* **WHAT YOU NEED TO DO**
Find the lines below that contain the string "sendDownloadedFile". Copy each one.

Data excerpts
********
Issue #2902, opened 2020-06-12
Replace custom share dialog with Android Sharesheet


abelgardep:
Currently, there is a custom dialog to share files or text with other apps. We could replace it with [Android Sharesheet](https://developer.android.com/training/sharing/send)

Sharing text
| Custom | Android | 
| ------------- | ------------- |
| ![custom-text](https://user-images.githubusercontent.com/47524927/84505115-75995180-acbd-11ea-8e51-433f0d763ab6.jpg) | ![android-text](https://user-images.githubusercontent.com/47524927/84505129-7cc05f80-acbd-11ea-8355-2f4c63d2abcf.jpg)|

Sharing files
| Custom | Android | 
| ------------- | ------------- |
| ![custom-pdf](https://user-images.githubusercontent.com/47524927/84505221-a7121d00-acbd-11ea-9996-28437c7f2430.jpg) | ![android-pdf](https://user-images.githubusercontent.com/47524927/84505235-ae392b00-acbd-11ea-8148-be3fc3494200.jpg)|

### TASKS

- [ ] Research (if needed)
- [ ] Create branch feature/feature_name
- [ ] Development tasks
  - [ ] Implement whatever
  - [ ] ...
- [ ] Code review and apply changes requested
- [ ] Design test plan
- [ ] QA
- [ ] Merge branch feature/feature_name into master

### PR

- App
- Library (if needed)

ddopik:
@abelgardep 
can i work on this

abelgardep:
@ddopik Go ahead 👍

ddopik:
> @abelgardep
> can i work on this

i know it's a naive question but i have just started contributing to onCloud and i want to assure from you do  are we have to download and intilize a local server in order to run the app
or there is a development Link

michaelstingl:
@ddopik If you have Docker installed, you can run a local server very easy:
https://github.com/owncloud/ios-app/blob/master/SETUP.md#local-owncloud-server-for-testing

Otherwise you can connect the Android app to https://demo.owncloud.org/ with credentials `test:test` or `admin:admin`

ddopik:
> @ddopik If you have Docker installed, you can run a local server very easy:
> https://github.com/owncloud/ios-app/blob/master/SETUP.md#local-owncloud-server-for-testing
> 
> Otherwise you can connect the Android app to https://demo.owncloud.org/ with credentials `test:test` or `admin:admin`

i am **In** thank you for your fast reply

PR #2922, opened 2020-07-14
Replace custom share dialog with Android Sharesheet

ddopik:
Custom dialog has been replaced with android shareSheet 

after some research i have found this task could be implemented in two diffrent methods

First          : create A custom **BottomSheet** with ActivityIntent Adapter and follow the same implementation of the old 
                   DialogFragment 

Secound : make use of android **Sharesheet**
    **so**  my choice setteled with **ShareSheet** as it provide more consistency for users across apps
      **Please note** that android Sharesheet documentaion state that we should not customize our shareSheet to display our own 
      list of share targets , but it is considered but with alittle twist when we exluded **OwnCloud** package from the intent List 
      and **added** "CopyToClipBoardIntent" , but this twist won't effect the shareSheet standards as we **did not exclude** any of 
     Acquired **intents** of the **sharedIntent**

this approch has been tested in diffrent simulators with diffrent SDK vertion  and it's result has been compared with 
the old dialogFragment 

this approched has been refactored and applied  only for  the case illustrated by @abelgardep   #2902 
as the old DialgoFragment  **aka** "ShareLinkToDialog" is still getting used by another action **sendDownloadedFile(OCFile file)** 
but it is still applicable to adopt our soultion  if required

### DIFF
--- a/owncloudApp/src/main/java/com/owncloud/android/ui/dialog/ShareLinkToDialog.java
+++ b/owncloudApp/src/main/java/com/owncloud/android/ui/dialog/ShareLinkToDialog.java
@@ -85,12 +85,13 @@ public class ShareLinkToDialog extends DialogFragment {
         PackageManager pm = getActivity().getPackageManager();
         List<ResolveInfo> activities = pm.queryIntentActivities(mIntent,
                 PackageManager.MATCH_DEFAULT_ONLY);
+
         Iterator<ResolveInfo> it = activities.iterator();
         ResolveInfo resolveInfo;
         while (it.hasNext()) {
             resolveInfo = it.next();
             if (packagesToExcludeList.contains(resolveInfo.activityInfo.packageName.toLowerCase())) {
-                it.remove();
+                 it.remove();
             }
         }
 
@@ -105,8 +106,13 @@ public class ShareLinkToDialog extends DialogFragment {
             }
         }
 
+
+
         Collections.sort(activities, new ResolveInfo.DisplayNameComparator(pm));
         mAdapter = new ActivityAdapter(getActivity(), pm, activities);
+
+
+
 
         return createSelector(sendAction);
 
@@ -136,6 +142,8 @@ public class ShareLinkToDialog extends DialogFragment {
 
                         // Send the file
                         getActivity().startActivity(mIntent);
+
+
                     }
                 })
                 .create();
@@ -171,5 +179,4 @@ public class ShareLinkToDialog extends DialogFragment {
             icon.setImageDrawable(getItem(position).loadIcon(mPackageManager));
         }
     }
-
 }
--- a/owncloudApp/src/main/java/com/owncloud/android/ui/dialog/ShareLinkToShareSheet.kt
+++ b/owncloudApp/src/main/java/com/owncloud/android/ui/dialog/ShareLinkToShareSheet.kt
@@ -1,0 +1,145 @@
+package com.owncloud.android.ui.dialog
+
+import android.app.Activity
+import android.content.ComponentName
+import android.content.Intent
+import android.content.pm.LabeledIntent
+import android.content.pm.PackageManager
+import android.content.pm.ResolveInfo
+import android.os.Build
+import android.os.Parcelable
+import com.owncloud.android.R
+import com.owncloud.android.ui.activity.CopyToClipboardActivity
+import java.util.ArrayList
+import java.util.Collections
+import java.util.HashSet
+
+class ShareLinkToShareSheet() {
+
+    private var intentToShareLink: Intent? = null
+
+    private var mFileActivity: Activity? = null
+    private var mComponentNameFilter: ComponentNameFilter? = null
+
+    companion object {
+        fun getInstance(
+            intentToShareLink: Intent,
+            mFileActivity: Activity,
+            mComponentNameFilter: ComponentNameFilter
+        ): ShareLinkToShareSheet {
+
+            val shareLinkToShareSheet = ShareLinkToShareSheet()
+            shareLinkToShareSheet.mFileActivity = mFileActivity
+            shareLinkToShareSheet.mComponentNameFilter = mComponentNameFilter
+            shareLinkToShareSheet.intentToShareLink = intentToShareLink
+
+            return shareLinkToShareSheet
+        }
+    }
+
+    private fun getIntentChooser(): Intent {
+
+        val resolveInfoList =
+            mFileActivity?.baseContext?.packageManager?.queryIntentActivities(intentToShareLink, PackageManager.MATCH_DEFAULT_ONLY)
+
+        val chooserIntent: Intent
+        val targetIntents: MutableList<Intent>
+
+        val titleId: Int
+        val sendAction: Boolean = intentToShareLink?.getBooleanExtra(Intent.ACTION_SEND, false)!!
+        titleId = if (sendAction) {
+            R.string.activity_chooser_send_file_title
+        } else {
+            R.string.activity_chooser_title
+        }
+        val chooserTitle = mFileActivity?.resources?.getString(titleId)
+
+
+        resolveInfoList?.let {
+            val excludedComponentNames = getExcludedComponentNames(resolveInfoList, mComponentNameFilter!!)
+
+            // add activity for copy to clipboard
+            if (!sendAction && !getCopyToClipboardResolveInfoList().isNullOrEmpty()) {
+                resolveInfoList.add(getCopyToClipboardResolveInfoList()?.get(0))
+            }
+
+            Collections.sort(resolveInfoList, ResolveInfo.DisplayNameComparator(mFileActivity?.baseContext?.packageManager))
+            targetIntents = getTargetIntents(intentToShareLink!!, resolveInfoList, excludedComponentNames)
+
+            // deal with M list separate problem
+            chooserIntent = if (Build.VERSION.SDK_INT >= Build.VERSION_CODES.M) {
+                // create chooser with empty intent in M could fix the empty cells problem
+                Intent.createChooser(Intent(), chooserTitle)
+            } else {
+                // create chooser with one target intent below M
+                Intent.createChooser(targetIntents.removeAt(0), chooserTitle)
+            }
+
+            // add initial intents
+            chooserIntent.putExtra(Intent.EXTRA_INITIAL_INTENTS, targetIntents.toTypedArray<Parcelable>())
+            return chooserIntent
+        }
+
+        return Intent.createChooser(Intent(), chooserTitle)
+
+    }
+
+    private fun getExcludedComponentNames(
+        resolveInfoList: MutableList<ResolveInfo>,
+        componentNameFilter: ComponentNameFilter
+    ): HashSet<ComponentName> {
+        val excludedComponentNames: HashSet<ComponentName> = HashSet<ComponentName>()
+        for (i in resolveInfoList.indices) {
+            val activityInfo = resolveInfoList[i].activityInfo
+            val componentName = ComponentName(activityInfo.packageName, activityInfo.name)
+            if (componentNameFilter.shouldBeFilteredOut(componentName)) {
+                excludedComponentNames.add(componentName)
+            }
+        }
+        return excludedComponentNames
+    }
+
+    /**
+     * @param intent to assosiate target with
+     * @param resolveInfo list of All Target Intents
+     * @param excludedComponentNames HasSet of components to exclude
+     * return an List<intent> for each intent we explicitly  associate it  with desired App target
+     * */
+    private fun getTargetIntents(
+        intent: Intent,
+        resolveInfo: List<ResolveInfo>,
+        excludedComponentNames: HashSet<ComponentName>
+    ): MutableList<Intent> {
+        val targetIntents: MutableList<Intent> = ArrayList()
+        for (i in resolveInfo.indices) {
+            val activityInfo = resolveInfo[i].activityInfo
+            if (excludedComponentNames.contains(ComponentName(activityInfo.packageName, activityInfo.name))) {
+                continue
+            }
+            //---> adds every intent not excluded
+            val targetIntent = Intent(intent)
+            targetIntent.setPackage(activityInfo.packageName)
+            targetIntent.component = ComponentName(activityInfo.packageName, activityInfo.name)
+            // wrap with LabeledIntent to show correct name and icon
+            val labeledIntent = LabeledIntent(targetIntent, activityInfo.packageName, resolveInfo[i].labelRes, resolveInfo[i].icon)
+            // add filtered intent to a list
+            targetIntents.add(labeledIntent)
+        }
+        return targetIntents
+    }
+
+    fun show() {
+        mFileActivity?.startActivity(getIntentChooser())
+    }
+    private fun getCopyToClipboardResolveInfoList(): MutableList<ResolveInfo>? {
+        val copyToClipboardIntent = Intent(mFileActivity, CopyToClipboardActivity::class.java)
+        val copyToClipboard: MutableList<ResolveInfo>? =
+            mFileActivity?.baseContext?.packageManager?.queryIntentActivities(copyToClipboardIntent, 0)
+        return copyToClipboard
+    }
+
+    interface ComponentNameFilter {
+        fun shouldBeFilteredOut(componentName: ComponentName?): Boolean
+    }
+}
+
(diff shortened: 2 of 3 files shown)


abelgardep:
Thanks @ddopik for the PR !! We will take a look after 2.15.1 release.

> this approched has been refactored and applied only for the case illustrated by @abelgardep #2902
as the old DialgoFragment aka "ShareLinkToDialog" is still getting used by another action sendDownloadedFile(OCFile file)
but it is still applicable to adopt our soultion if required

Yes, the idea is to replace completely our custom implementation "ShareLinkToDialog" with the native one and remove ShareLinkToDialog and every related file. It would be great if you could do it within this PR, thanks!

jesmrec:
Thanks for your contribution!! i encourage you to have a look to the [CONTRIBUTING file](https://github.com/owncloud/android/blob/master/CONTRIBUTING.md)

In that file, you'll notice that we use to rebasing instead of merging to update the branches, so we have a clear and clean history. If you have any question about this, please let the team know and we will help you.

As @abelgardep already commented, we will include in the following milestone. We will review your code, post some comments (if needed), and pass a QA stage to assure the most quality as posible.

ddopik:
> Thanks @ddopik for the PR !! We will take a look after 2.15.1 release.
> 
> > this approched has been refactored and applied only for the case illustrated by @abelgardep #2902
> > as the old DialgoFragment aka "ShareLinkToDialog" is still getting used by another action sendDownloadedFile(OCFile file)
> > but it is still applicable to adopt our soultion if required
> 
> Yes, the idea is to replace completely our custom implementation "ShareLinkToDialog" with the native one and remove ShareLinkToDialog and every related file. It would be great if you could do it within this PR, thanks!

thank you i will work on it right away

ddopik:
> Thanks for your contribution!! i encourage you to have a look to the [CONTRIBUTING file](https://github.com/owncloud/android/blob/master/CONTRIBUTING.md)
> 
> In that file, you'll notice that we use to rebasing instead of merging to update the branches, so we have a clear and clean history. If you have any question about this, please let the team know and we will help you.
> 
> As @abelgardep already commented, we will include in the following milestone. We will review your code, post some comments (if needed), and pass a QA stage to assure the most quality as posible.

thanks i have followed your steps as mentioned i hope that i make it in right this time

jesmrec:
you did it perfect @ddopik !

ddopik:
> you did it perfect @ddopik !

really appreciate your respond

ddopik:
Hii @jesmrec 
i have made  Pull request 5 days Ago 
and i still have a messaeg of "Merging is blocked"  is my pull request has any issues ? or it's just  under review
thank you.....

hannesa2:
> Hii @jesmrec
> i have made Pull request 5 days Ago
> and i still have a messaeg of "Merging is blocked" is my pull request has any issues ? or it's just under review
> thank you.....

You need patient. 
It needs sometime long time. eg this one https://github.com/owncloud/android/pull/2076 it needed one year

owncloudApp/src/main/java/com/owncloud/android/ui/dialog/ShareLinkToDialog.java
```diff
@@ -105,9 +106,14 @@ public Dialog onCreateDialog(Bundle savedInstanceState) {
             }
         }
 
+
+
```
hannesa2, line 110: What's the point to blow up the file ?

owncloudApp/src/main/java/com/owncloud/android/ui/dialog/ShareLinkToDialog.java
```diff
@@ -136,6 +142,8 @@ public void onClick(DialogInterface dialog, int which) {
 
                         // Send the file
                         getActivity().startActivity(mIntent);
+
+
```
hannesa2, line 146: same here

owncloudApp/src/main/java/com/owncloud/android/ui/dialog/ShareLinkToShareSheet.kt
```diff
@@ -0,0 +1,145 @@
...
+import com.owncloud.android.ui.activity.CopyToClipboardActivity
+import java.util.ArrayList
+import java.util.Collections
+import java.util.HashSet
+
+class ShareLinkToShareSheet() {
+
+    private var intentToShareLink: Intent? = null
+
+    private var mFileActivity: Activity? = null
```
hannesa2, line 21: `mXyz` is java style, Kotlin is with out `m`

hannesa2: every where in this Kotlin class !

owncloudApp/src/main/java/com/owncloud/android/ui/dialog/ShareLinkToShareSheet.kt
```diff
@@ -0,0 +1,145 @@
...
+        mFileActivity?.startActivity(getIntentChooser())
+    }
+    private fun getCopyToClipboardResolveInfoList(): MutableList<ResolveInfo>? {
+        val copyToClipboardIntent = Intent(mFileActivity, CopyToClipboardActivity::class.java)
+        val copyToClipboard: MutableList<ResolveInfo>? =
+            mFileActivity?.baseContext?.packageManager?.queryIntentActivities(copyToClipboardIntent, 0)
+        return copyToClipboard
+    }
+
+    interface ComponentNameFilter {
```
hannesa2, line 141: I vote for extract this interface to an own file

owncloudApp/src/main/java/com/owncloud/android/ui/helpers/FileOperationsHelper.java
```diff
@@ -442,9 +459,20 @@ private void shareLink(String link) {
                     )
             );
         }
+        //////////
+//        String[] packagesToExclude = new String[]{mFileActivity.getPackageName()};
+//        DialogFragment chooserDialog = ShareLinkToDialog.newInstance(intentToShareLink, packagesToExclude);
+//        chooserDialog.show(mFileActivity.getSupportFragmentManager(), FTAG_CHOOSER_DIALOG);
+        //////////
```
hannesa2, line 466: What's the point to keep this noise ?

abelgardep:
Hi @ddopik, as i told you some days ago, we will take a look after 2.15.1 release. That's our priority.

By the way, i suggested you to perform a cleanup of ShareLinkToDialog and related stuff if you were able to replace it completely.

jesmrec:
> Hii @jesmrec
i have made Pull request 5 days Ago
and i still have a messaeg of "Merging is blocked" is my pull request has any issues ? or it's just under review
thank you.....

The process is the following: 

we work in a sprint-based methodology. That means, several issues are included in every sprint depending on our needs and our availability. During the sprint, our focus is only the stuff in the sprint. 

Once the issue/PR is included in the sprint, it must pass a code review and then, a QA process before being merged. 

Your PR was not included in the current sprint, but, we'd like to include in the next one. 

What do you think about @abelgardep's suggestion? 

> i suggested you to perform a cleanup of ShareLinkToDialog and related stuff if you were able to replace it completely.

Let us know every question you have, please!

ddopik:
> > Hii @jesmrec
> > i have made Pull request 5 days Ago
> > and i still have a messaeg of "Merging is blocked" is my pull request has any issues ? or it's just under review
> > thank you.....
> 
> The process is the following:
> 
> we work in a sprint-based methodology. That means, several issues are included in every sprint depending on our needs and our availability. During the sprint, our focus is only the stuff in the sprint.
> 
> Once the issue/PR is included in the sprint, it must pass a code review and then, a QA process before being merged.
> 
> Your PR was not included in the current sprint, but, we'd like to include in the next one.
> 
> What do you think about @abelgardep's suggestion?
> 
> > i suggested you to perform a cleanup of ShareLinkToDialog and related stuff if you were able to replace it completely.
> 
> Let us know every question you have, please!
 
i think all comments @hannesa2 , @abelgardep  has mentioned are very convincing and considerable 
and i will update my code right away 
but regardless of the changes on **ShareLinkToDialog** should i delete this  file as it has no referance to any dependency , 
or i should delete it ?

abelgardep:
> i think all comments @hannesa2 , @abelgardep has mentioned are very convincing and considerable
> and i will update my code right away
> but regardless of the changes on **ShareLinkToDialog** should i delete this file as it has no referance to any dependency ,
> or i should delete it ?

If you replace the current ShareLinkToDialog with the native one completely, you should remove the ShareLinkToDialog file and related stuff like adapters or any file that it won't be used anymore.

Thanks in advance!

owncloudApp/src/main/java/com/owncloud/android/ui/helpers/FileOperationsHelper.java
```diff
@@ -442,9 +440,9 @@ private void shareLink(String link) {
...
             );
         }
-
-        String[] packagesToExclude = new String[]{mFileActivity.getPackageName()};
-        DialogFragment chooserDialog = ShareLinkToDialog.newInstance(intentToShareLink, packagesToExclude);
-        chooserDialog.show(mFileActivity.getSupportFragmentManager(), FTAG_CHOOSER_DIALOG);
+         ShareLinkToShareSheet shareLinkToShareSheet = ShareLinkToShareSheet.Companion.getInstance(intentToShareLink, mFileActivity, componentName -> {
+                    return componentName.getPackageName().equals(mFileActivity.getPackageName());
+                });
+        shareLinkToShareSheet.show();
```
abelgardep, line 446: I think you overcomplicated this. If you check this [documentation](https://developer.android.com/training/sharing/send#send-text-content), you will see that you could simply call

`        mFileActivity.startActivity(Intent.createChooser(intentToShareLink, null));
`

And it will open the sharesheet as expected. In newer versions you will see a copy to clipboard if you are sharing text etc

There are two things to take care when we are sharing text:

1- Do we need to show ownCloud as target? I don't think so
2- Do we need to add some extra text to the share link? For example: "demo @owncloud.com shared this link(http:server/link) with you" I think it would be enough to copy the link.

Opinions? @michaelstingl @jesmrec

owncloudApp/src/main/java/com/owncloud/android/ui/helpers/FileOperationsHelper.java
```diff
@@ -193,9 +190,10 @@ public void sendDownloadedFile(OCFile file) {
             sendIntent.putExtra(Intent.ACTION_SEND, true);      // Send Action
 
             // Show dialog, without the own app
-            String[] packagesToExclude = new String[]{mFileActivity.getPackageName()};
-            DialogFragment chooserDialog = ShareLinkToDialog.newInstance(sendIntent, packagesToExclude);
-            chooserDialog.show(mFileActivity.getSupportFragmentManager(), FTAG_CHOOSER_DIALOG);
+            ShareLinkToShareSheet shareLinkToShareSheet = ShareLinkToShareSheet.Companion.getInstance(sendIntent, mFileActivity, componentName -> {
+                return componentName.getPackageName().equals(mFileActivity.getPackageName());
+            });
+            shareLinkToShareSheet.show();
```
abelgardep, line 196: Similar to sharing text, you can simply use
`            mFileActivity.startActivity(Intent.createChooser(sendIntent, null));
`
And the Sharesheet will open without problems.

Taking into account that currently we can not share multiple files, you don't need to take care of [that](https://developer.android.com/training/sharing/send#share-multiple-content).

Adding [rich content to text previews](https://developer.android.com/training/sharing/send#adding-rich-content-previews) would be interesting, but not needed for now.

And similar to text, we need to take care of:
- Do we need to add ownCloud as target? I don't think so, but maybe i'm missing a special usecase..

If you want to exclude specific targets, you can use [EXTRA_EXCLUDE_COMPONENTS](https://developer.android.com/training/sharing/send#excluding-specific-targets-by-component)

ddopik: Hello @abelgardep  
i have tried to apply this approch at my first try but i had to twist it abit for the following reasons :
 1-- Intent.EXTRA_EXCLUDE_COMPONENTS not  support android below < 24
       so we had to filter Target intents and add the desired list ، that is why we have to **Explicitly** add CopyToClipBoard 
      intent 
2--honstly i wasn't fully aware of sharing  (single/multiple) files Logic as mentioned 👀   ,  as we filtering target intent 
      ,i was just following the same logic the old dialog was build on

appreciate your review , and waiting your feedback.....

abelgardep: 1- It would be great to use EXTRA_EXCLUDE_COMPONENTS for api>=24 and another behaviour for api<24. That way if we want to upgrade sdk in the future, we could simply remove old code instead of replace it again.

2- Yes, don't worry about that, it is enough to keep the previous functionality

Yesterday i tried your solution and i think that there were not as many apps as there were before. With the code i posted in my previous comment, i was able to share with some apps that i wasn't able with this solution.

Taking into account that it may add complexity to this task, i think it would be enough to use sharesheet with api>=24 using EXTRA_EXCLUDE_COMPONENTS and keep using old ShareLinkToDialog when api <24.

What do you think? Thanks for your interest 🥇

ddopik: i think your soultion is producing more target Intent cause we are not specifing the **MiMe** type 
according to the **old ShareDialog** , it was required to query intents with flag  MATCH_DEFAULT_ONLY to get most supported TargetIntetn 
` val resolveInfoList =
            fileActivity?.baseContext?.packageManager?.queryIntentActivities(intentToShareLink, PackageManager.MATCH_DEFAULT_ONLY)`

--- and having both shareDialog and shareSheet would't add complexty more than code duplacity 
      and one of the main purpose this ticket opened for was to remove dialog completly even from the code base and 
       only use shareSheet.

abelgardep: I know that one of the main purposes of this ticket was to remove ShareLinkToDialog. But taking into account that we cannot keep the same behaviour for <24 devices, i would not remove it yet. I think that the best solution for the moment is to check SDK and use old implementation for <24 and sharesheet for >=24. Something like:
```
    if (Build.VERSION.SDK_INT >= Build.VERSION_CODES.N) {
        useShareSheet()
    } else {
        useShareLinkToDialog()
    }
```

jesmrec:
I did a first preliminary QA check, and it seems to be in a good shape. Once the code review is done, i will resume.

owncloudApp/src/main/java/com/owncloud/android/ui/helpers/FileOperationsHelper.java
abelgardep: Hi @ddopik in Android 7.0, there are no big differences between this two implementations.  But there are big differences in Android 10, where i can only share with 2 apps with this implementation which is not the expected behavior.

Using Android 7.0: 
| This solution | Using the one i suggested | 
| ------------- | ------------- |
current_7 | android-text|

ddopik: i have investigated in your issue when you said that you have only 2 app to share to when runnning on android(10) Q , and you are totaly right , i spent some time depugging and testign code again but meanwhile i have found this issue openedin [stackOverFlow](https://stackoverflow.com/questions/59786777/why-intent-extra-initial-intents-not-working-in-android-10) and also in [IssueTracker](https://issuetracker.google.com/issues/134367295). 

i think we shoud implement our own bottomSheet to match the desired behaviour and gurantee the compatibility 
what do you think @abelgardep @jesmrec @michaelstingl

abelgardep: I would go with a solution like the one i suggested you some days ago: https://github.com/owncloud/android/pull/2922#discussion_r463425724 

```   
if (Build.VERSION.SDK_INT >= Build.VERSION_CODES.N) {
    useShareSheet()
} else {
    useShareLinkToDialog()
}
```

Using native sharesheet with EXTRA_EXCLUDE_COMPONENTS for ownCloud when api>24 and the current implementation when api<24. Don't you think?

jesmrec: Moving stuff to native is something where we are moving to (SAF is the best example). If we can use the native implementation, i think it'd be better.

jesmrec: @ddopik what do you think about @abelgardep suggestion? we can take advantage of the native implementation from android N on, and let the old one for users with older devices. Once we upgrade our minimum API to 24(somewhen in the future), we can get rid of the old implementation and keep the feature as native. We can help you, whatever you need.

abelgardep:
Merged via #2968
********
* **OUTPUT**
as the old DialgoFragment  **aka** "ShareLinkToDialog" is still getting used by another action **sendDownloadedFile(OCFile file)** 
as the old DialgoFragment aka "ShareLinkToDialog" is still getting used by another action sendDownloadedFile(OCFile file)
> > as the old DialgoFragment aka "ShareLinkToDialog" is still getting used by another action sendDownloadedFile(OCFile file)
@@ -193,9 +190,10 @@ public void sendDownloadedFile(OCFile file) {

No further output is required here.